Jadonk: re position count register size. When I first asked this above, I had looked at the TRM and concluded the position register was 32 bits. I still find that in the TRM you point to. Section 15.4.3 EQEP registers says offset 0x0 is QPOSCNT and its 32 bits. I dug back through an older version of a derivative of James' eqep access code from the days of Black and Robotics Cape. (What AM335X chip was that? Was its eQEP different?) He used direct memory access via mmap to get the position count as a long (which I had to check is 64 bits). He uses return (unsigned long)(pwm_map_base[ch-1] + EQEP_OFFSET +QPOSCNT); and all our derived engineering variables are type long int. (He does mix unsigned with signed but ...) That's how I came to think they were 64 bit values (back in the day). I can't rectify the different approaches, but maybe you can. It probably doesn't matter if today's chip is really just 32 bits. Never mind what used to be.

[dlech]

long (which I had to check is 64 bits).

long on 32-bit Linux is 32-bits.

[clarkbriggs]

Well dlech, that would explain a lot. I have lost track of which system is 32 bit and which is 64 bit. I think all my desktop boxes are 64 bit, but I guess all these little machines (Blues and RPis) are still 32 bit.
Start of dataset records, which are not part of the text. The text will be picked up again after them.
PR #652, opened 2020-10-21
feat(instance): add support for bootscript

remyleone:


scaleway/resource_instance_server.go
```diff
@@ -174,9 +174,14 @@ func resourceScalewayInstanceServer() *schema.Resource {
 			},
 			"boot_type": {
 				Type:        schema.TypeString,
-				Computed:    true,
+				Optional:    true,
 				Description: "The boot type of the server",
 			},
+			"bootscript": {
```
kindermoumoute, line 180: bootscript_id

scaleway/resource_instance_server.go
```diff
@@ -174,9 +174,14 @@ func resourceScalewayInstanceServer() *schema.Resource {
 			},
 			"boot_type": {
 				Type:        schema.TypeString,
-				Computed:    true,
+				Optional:    true,
 				Description: "The boot type of the server",
```
kindermoumoute, line 178: add default value

scaleway/resource_instance_server.go
```diff
@@ -259,6 +264,12 @@ func resourceScalewayInstanceServerCreate(ctx context.Context, d *schema.Resourc
 		Tags:              expandStrings(d.Get("tags")),
 	}
 
+	if bootType, ok := d.GetOk("boot_type"); ok && bootType == "bootscript" {
```
kindermoumoute, line 267: [use bootType const](https://github.com/scaleway/scaleway-sdk-go/blob/3c87d958dd1172db3151d8fdbbb51eb309b1bd32/api/instance/v1/instance_sdk.go#L92)

kindermoumoute (changes requested):

scaleway/resource_instance_server.go
Sh4d1: maybe add the allowed values too ?

Sh4d1:
What happens when a user specifies a bootscript without changing the boot type ? We could either throw an error, or change the boot type.

docs/resources/instance_server.md
```diff
@@ -177,7 +177,7 @@ attached to the server. Updates to this field will trigger a stop/start of the s
 
 - `boot_type` - The boot Type of the server. Possible values are: `local`, `bootscript` or `rescue`.
 
-- `bootscript` - The ID of the bootscript to use
+- `bootscript` - The ID of the bootscript to use  (set boot_type to `bootscript`).
```
kindermoumoute, line 180: bootscript_id

kindermoumoute (changes requested):

Sh4d1 (changes requested):
Need to set the bootype in create req event when no bootscript

Some questions:
- what about the update?
- what if the user sets the boot_type to local and a bootscript ID ? The states will mismatch, I think throwing an error would be better

NoSuchCommand:
> Need to set the bootype in create req event when no bootscript
> 
> Some questions:
> 
>     * what about the update?
> 
>     * what if the user sets the boot_type to local and a bootscript ID ? The states will mismatch, I think throwing an error would be better

scaleway/resource_instance_server.go
```diff
@@ -259,6 +271,12 @@ func resourceScalewayInstanceServerCreate(ctx context.Context, d *schema.Resourc
 		Tags:              expandStrings(d.Get("tags")),
 	}
 
+	if bootScriptID, ok := d.GetOk("bootscript_id"); ok {
+		b := instance.BootTypeBootscript
```
kindermoumoute, line 275: IIRC a bootscript can be run in rescue mode too, that's why you should read `boot_type` attribute too

kindermoumoute (changes requested):

scaleway/resource_instance_server.go
```diff
@@ -272,11 +272,16 @@ func resourceScalewayInstanceServerCreate(ctx context.Context, d *schema.Resourc
 	}
 
 	if bootScriptID, ok := d.GetOk("bootscript_id"); ok {
-		b := instance.BootTypeBootscript
-		req.BootType = &b
 		req.Bootscript = expandStringPtr(bootScriptID)
 	}
 
+	if bootType, ok := d.GetOk("boot_type"); ok {
+		bootType, ok := bootType.(instance.BootType)
```
kindermoumoute, line 279: I think you mean `bootType := instance.BootType(bootType.(string))`

kindermoumoute: https://play.golang.org/p/80ZOT8_UdkG

kindermoumoute (dismissed):
LGTM

scaleway/resource_instance_server.go
```diff
@@ -259,6 +271,15 @@ func resourceScalewayInstanceServerCreate(ctx context.Context, d *schema.Resourc
 		Tags:              expandStrings(d.Get("tags")),
 	}
 
+	if bootScriptID, ok := d.GetOk("bootscript_id"); ok {
+		req.Bootscript = expandStringPtr(bootScriptID)
+	}
+
+	if bootType, ok := d.GetOk("boot_type"); ok {
+		bootType := instance.BootType(bootType.(string))
```
Sh4d1, line 279: remove this line

Sh4d1 (changes requested):

Sh4d1 (approved):
LGTM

Trying to retroactively read minds, what was the author's intent when he coded "return (unsigned long)(pwm_map_base[ch-1] + EQEP_OFFSET +QPOSCNT);" back in the day?

[dlech]

Trying to retroactively read minds, what was the author's intent when he coded "return (unsigned long)(pwm_map_base[ch-1] + EQEP_OFFSET +QPOSCNT);" back in the day?

Reading the 32-bit QPOSCNT register (eQEP Position Counter Register) of the eQEP module (EQEP_OFFSET) in one of the 3 PWMSSs (pwm_map_base[]) on the AM3558 SoC.

[clarkbriggs]

Oops my bad. I meant why did the author force the cast to long if int was sufficient?